Collection for later use:
Transferred from: http://blog.csdn.net/askpp/archive/2009/09/08/4532355.aspx
custom loading of Cook looked through participle paoding dictionary
Everyone downloaded the cook looked through Chinese word after the words and after the MyEclipse configuration, and in the environment variables in the wingdows with the dic dictionary path, thinking how to load a custom dictionary, haha, actually very simple, I suddenly see, You go to the DiC folder to find paoding-dic-names.properties This file, open the content with a text editor like this
#dictionary character encoding
#paoding. Dic.charset=utf-8
#dictionaries which is skip
#paoding. dic.skip.prefix=x-
#chinese/CJK charactors that would not token
#paoding. Dic.noise-charactor=x-noise-charactor
#chinese/CJK words that would not token
Paoding.dic.noise-word=x-noise-word
#unit words, like "ge", "zhi", ...
#paoding. Dic.unit=x-unit
#like "Wang", "Zhang", ...
#paoding. Dic.confucian-family-name=x-confucian-family-name
#linke "Upan", "Cdhe"
#paoding. Dic.for-combinatorics=x-for-combinatorics
You add your own thesaurus to this, or you can save the # in front of the existing thesaurus, and then run the program to automatically detect it,
By the way, a few words in the library function, the front with X-word library is to block sensitive words with, ha ha, you will not want to put the word into the file inside it, haha, really happy.
Transferred from: http://hi.baidu.com/xwx520/blog/item/c288ee3eb0f5b9f0838b137f.html
Custom thesaurus for discovering participles [custom dictionaries]
Found a long time has not been updated, especially this module, it has not progressed long.
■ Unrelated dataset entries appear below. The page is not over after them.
PR #2837, opened 2021-03-24
Fix read "max" value for cgroup v2

giuseppe:
and also simplify some other code to behave like cgroup v1

### DIFF
--- a/container/common/helpers.go
+++ b/container/common/helpers.go
@@ -203,7 +203,10 @@ func readString(dirpath string, file string) string {
 
 func readUInt64(dirpath string, file string) uint64 {
 	out := readString(dirpath, file)
-	if out == "" || out == "max" {
+	if out == "max" {
+		return math.MaxUint64
+	}
+	if out == "" {
 		return 0
 	}
 
--- a/container/common/helpers.go
+++ b/container/common/helpers.go
@@ -17,9 +17,9 @@ package common
 import (
 	"fmt"
 	"io/ioutil"
+	"math"
 	"os"
 	"path"
-	"path/filepath"
 	"strconv"
 	"strings"
 	"time"
@@ -48,25 +48,6 @@ func DebugInfo(watches map[string][]string) map[string][]string {
 	out["Inotify watches"] = lines
 
 	return out
-}
-
-// findFileInAncestorDir returns the path to the parent directory that contains the specified file.
-// "" is returned if the lookup reaches the limit.
-func findFileInAncestorDir(current, file, limit string) (string, error) {
-	for {
-		fpath := path.Join(current, file)
-		_, err := os.Stat(fpath)
-		if err == nil {
-			return current, nil
-		}
-		if !os.IsNotExist(err) {
-			return "", err
-		}
-		if current == limit {
-			return "", nil
-		}
-		current = filepath.Dir(current)
-	}
 }
 
 var bootTime = func() time.Time {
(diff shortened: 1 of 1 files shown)


giuseppe:
@odinuge PTAL

container/common/helpers.go
```diff
@@ -165,11 +146,7 @@ func GetSpec(cgroupPaths map[string]string, machineInfoFactory info.MachineInfoF
 				spec.Memory.Reservation = readUInt64(memoryRoot, "memory.soft_limit_in_bytes")
 			}
 		} else {
-			memoryRoot, err := findFileInAncestorDir(memoryRoot, "memory.max", "/sys/fs/cgroup")
-			if err != nil {
-				return spec, err
-			}
-			if memoryRoot != "" {
+			if utils.FileExists(path.Join(memoryRoot, "memory.max")) {
```
odinuge, line 149: :+1:

container/common/helpers.go
```diff
@@ -226,7 +203,10 @@ func readString(dirpath string, file string) string {
 
 func readUInt64(dirpath string, file string) uint64 {
 	out := readString(dirpath, file)
-	if out == "" || out == "max" {
+	if out == "max" {
+		return math.MaxUint64
```
odinuge, line 207: nit: The max value for cgroup v1 is 9223372036854771712 (max signed integer rounded to nearest page). So to be correct it should be something like this I guess:

```suggestion
		return math.MaxInt64^0xFFF
```

odinuge (commented):
Just a small nit, otherwise lgtm

container/common/helpers.go
giuseppe: I am fine with changing it, but would it be a problem with cgroup v1?  `"max"` is used only on cgroup v2

odinuge: I don't remember where this value is used, but I just thought it was nice with the same value for both cgroup v2. If you try to write `MaxInt64^0xFFF  + 0x1` you get `max` on cgroup v2, and `9223372036854771712` on v1. 9223372036854771712 is also default on v1.

odinuge: Edit: This is used for more than the memory limits, and my above comments only apply to those. Hmm

giuseppe:
a similar fix for cpu specs: https://github.com/google/cadvisor/pull/2839

container/common/helpers.go
```diff
@@ -226,7 +203,10 @@ func readString(dirpath string, file string) string {
 
 func readUInt64(dirpath string, file string) uint64 {
 	out := readString(dirpath, file)
-	if out == "" || out == "max" {
+	if out == "max" {
```
iwankgb, line 206: Why have you decided to change behaviour for `out == ""`?

giuseppe: for `out == ""` I've left the same behavior there was before 2ccad4b42fe52b312f6d75a312c61a54fd123dc5

odinuge:
This change is probably related to:
https://github.com/google/cadvisor/blob/fa0733216494720e3fc301bdf046553f407a7131/manager/manager.go#L473-L479

Does that code do anything at all if this change merged?


Also, the description of this value is probably wrong, since it says -1 is default, but it is an unsigned value...

https://github.com/google/cadvisor/blob/fa0733216494720e3fc301bdf046553f407a7131/info/v2/container.go#L46-L48

giuseppe:
> [](/google/cadvisor/commit/fa0733216494720e3fc301bdf046553f407a7131)

yes it will be ignored.

And I think this is the expectation, at least from Kubernetes, since there is a e2e tests failing right now as the memory limit is being set while it is expected to be unlimited (`isMemoryUnlimited` in pkg/kubelet/stats/helper.go)

container/common/helpers.go
iwankgb: Of course, my bad!

iwankgb (approved):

Study like riding, behind. You should learn more when you are not in the same time.
First of all, it is first to post out the reference source, after all, not original.
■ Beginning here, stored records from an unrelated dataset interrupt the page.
PR #2839, opened 2021-03-25
helpers: fix reading cpu stats on cgroup v2

giuseppe:
read quota and limit from cpu.max, and convert cpu.weight to the range
expected with cgroup v1.


container/common/helpers.go
```diff
@@ -122,18 +123,43 @@ func GetSpec(cgroupPaths map[string]string, machineInfoFactory info.MachineInfoF
...
+						spec.Cpu.Limit = limit
+					}
 				}
+				max := readString(cpuRoot, "cpu.max")
+				if max != "" {
+					splits := strings.SplitN(max, " ", 2)
+					if len(splits) != 2 {
+						klog.Errorf("GetSpec: Failed to parse CPUmax from %q", path.Join(cpuRoot, "cpu.max"))
+					} else {
+						spec.Cpu.Quota = parseUint64String(splits[0])
```
odinuge, line 158: https://github.com/google/cadvisor/blob/013e451ee34b9ea516262ad0cdcd856f838c45a5/info/v2/container.go#L39-L40

Ref. comment above and impl for v1, `spec.Cpu.Quota` should be `0` when not enabled/`max`.

container/common/helpers.go
```diff
@@ -122,18 +123,43 @@ func GetSpec(cgroupPaths map[string]string, machineInfoFactory info.MachineInfoF
...
-			spec.Cpu.Period = readUInt64(cpuRoot, "cpu.cfs_period_us")
-			quota := readString(cpuRoot, "cpu.cfs_quota_us")
-
-			if quota != "" && quota != "-1" {
-				val, err := strconv.ParseUint(quota, 10, 64)
-				if err != nil {
-					klog.Errorf("GetSpec: Failed to parse CPUQuota from %q: %s", path.Join(cpuRoot, "cpu.cfs_quota_us"), err)
-				} else {
-					spec.Cpu.Quota = val
+			if !cgroups.IsCgroup2UnifiedMode() {
```
odinuge, line 126: nit: any reason for using `!cgroups.IsCgroup2UnifiedMode()` instead of just `cgroups.IsCgroup2UnifiedMode()`?

odinuge (commented):
Awesome! Was going to fix this, but didn't have time... :sweat_smile:  This fixes quota related metrics for cadvisor and k8s. :smile:

container/common/helpers.go
giuseppe: not really... going to fix it

container/common/helpers.go
giuseppe: thanks!  Fixed

container/common/helpers.go
```diff
@@ -122,17 +123,43 @@ func GetSpec(cgroupPaths map[string]string, machineInfoFactory info.MachineInfoF
...
+			} else {
+				spec.HasCpu = true
+				spec.Cpu.Limit = readUInt64(cpuRoot, "cpu.shares")
+				spec.Cpu.Period = readUInt64(cpuRoot, "cpu.cfs_period_us")
+				quota := readString(cpuRoot, "cpu.cfs_quota_us")
+
+				if quota != "" && quota != "-1" {
+					val, err := strconv.ParseUint(quota, 10, 64)
+					if err != nil {
+						klog.Errorf("GetSpec: Failed to parse CPUQuota from %q: %s", path.Join(cpuRoot, "cpu.cfs_quota_us"), err)
```
iwankgb, line 159: Consider using `%w` instead of `%s` to wrap error.

container/common/helpers.go
```diff
@@ -224,6 +251,31 @@ func readString(dirpath string, file string) string {
 	return strings.TrimSpace(string(out))
 }
 
+// Convert from [1-10000] to [2-262144]
+func convertCPUWeightToCPULimit(weight uint64) (uint64, error) {
+	if weight < 1 || weight > 10000 {
```
iwankgb, line 256: Can you introduce constants instead of using magic numbers, please? It would help me to understand what these two values represent.

container/common/helpers.go
```diff
@@ -224,6 +251,31 @@ func readString(dirpath string, file string) string {
...
+		return 0, fmt.Errorf("convertCPUWeightToCPULimit: invalid cpu weight: %v", weight)
+	}
+	return 2 + ((weight-1)*262142)/9999, nil
+}
+
+func parseUint64String(strValue string) uint64 {
```
iwankgb, line 262: Unit test would be appreciated.

iwankgb (commented):
My 3 cents. Do you think it would be possible to mock both version of cgroupfs and run create a test that would read from such a file system?

container/common/helpers.go
giuseppe: isn't that supported only with `fmt.Errorf`?

container/common/helpers.go
giuseppe: sure, going to clean it up

container/common/helpers.go
giuseppe: added

giuseppe:
> Do you think it would be possible to mock both version of cgroupfs and run create a test that would read from such a file system?

I guess it should be doable, I'll take a look

giuseppe:
> Do you think it would be possible to mock both version of cgroupfs and run create a test that would read from such a file system?

is it a blocker for this PR?

container/common/helpers.go
iwankgb: Yes, it is. My mistake, again.

iwankgb:
> is it a blocker for this PR?

It would be appreciated. If you think it's undoable or difficult to do (e.g. because of cAdvisor architecture then let me know, please).

giuseppe:
> It would be appreciated. If you think it's undoable or difficult to do (e.g. because of cAdvisor architecture then let me know, please).

thanks.  Tests added as you've suggested

iwankgb (approved):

(1), http://blog.csdn.net/askpp/archive/2009/09/08/4532355.aspx
(2), http://qipei.javaeye.com/blog/365207
Now continue:
1, to http://code.google.com/p/paoding/downloads/list download paoding-analysis-2.0.4-alpha2.zip
2, then unzip, find the DiC folder, copy to the folder you want to store
3, configuration environment variables, if not configured, the operation will be error, error of the Chinese information is also required to configure environment variables
4. Delete the. compiled file
5. Create a new text file with the suffix name. DiC, which is saved in the E:/paodingtest/dic/locale file directory using Utf-8.
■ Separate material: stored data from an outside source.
PR #2853, opened 2021-04-26
Upgrade cAdvisor version in k8s deployment.

Creatone:

### DIFF
--- a/deploy/kubernetes/base/daemonset.yaml
+++ b/deploy/kubernetes/base/daemonset.yaml
@@ -20,11 +20,11 @@ spec:
         image: gcr.io/cadvisor/cadvisor:v0.39.0
         resources:
           requests:
-            memory: 1000Mi
-            cpu: 500m
+            memory: 400Mi
+            cpu: 400m
           limits:
             memory: 2000Mi
-            cpu: 1
+            cpu: 800m
         volumeMounts:
         - name: rootfs
           mountPath: /rootfs
--- a/deploy/kubernetes/base/daemonset.yaml
+++ b/deploy/kubernetes/base/daemonset.yaml
@@ -17,14 +17,14 @@ spec:
       serviceAccountName: cadvisor
       containers:
       - name: cadvisor
-        image: k8s.gcr.io/cadvisor:v0.30.2
+        image: gcr.io/cadvisor/cadvisor:v0.39.0
         resources:
           requests:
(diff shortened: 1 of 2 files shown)


deploy/kubernetes/base/daemonset.yaml
```diff
@@ -17,14 +17,14 @@ spec:
       serviceAccountName: cadvisor
       containers:
       - name: cadvisor
-        image: k8s.gcr.io/cadvisor:v0.30.2
+        image: gcr.io/cadvisor/cadvisor:v0.39.0
         resources:
           requests:
-            memory: 200Mi
-            cpu: 150m
+            memory: 1000Mi
```
bobbypage, line 23: just curious, why is the bump in cpu and memory needed?

Creatone: Got this one:
```
[pszulik@node200 ~]$ curl 10.233.79.136:8080/metrics > out
  % Total    % Received % Xferd  Average Speed   Time    Time     Time  Current
                                 Dload  Upload   Total   Spent    Left  Speed
  0     0    0     0    0     0      0      0 --:--:-- --:--:-- --:--:--     0curl: (7) Failed connect to 10.233.79.136:8080; Connection refused

```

6, below we write a word breaker test program
7, custom Thesaurus in the case of the word segmentation results, the first thing to see is the word database compilation information
8. Word segmentation results with custom Thesaurus
9. Delete Custom thesaurus and. compiled files, re-participle
10, put together a comparison, the effect is still some
11, if we are in the participle, we need to move, moving separately, by default is not separate
12, add two words in the thesaurus
13, of course, if you want to use this word breaker better, but also need to understand and think deeply about the word breaker, for example, "I am an athlete", although we have added the word "athlete" in the custom thesaurus, But still did not cut into "I", "yes", "athlete", but there is a irrelevant "mobilization" the word. While the "movement" should be divided into "transport", "move", "movement", that is also need to think about the use of, of course, it is also related to the particularity of Chinese language, for example: "Table tennis Auction is over", in the absence of context itself is ambiguous.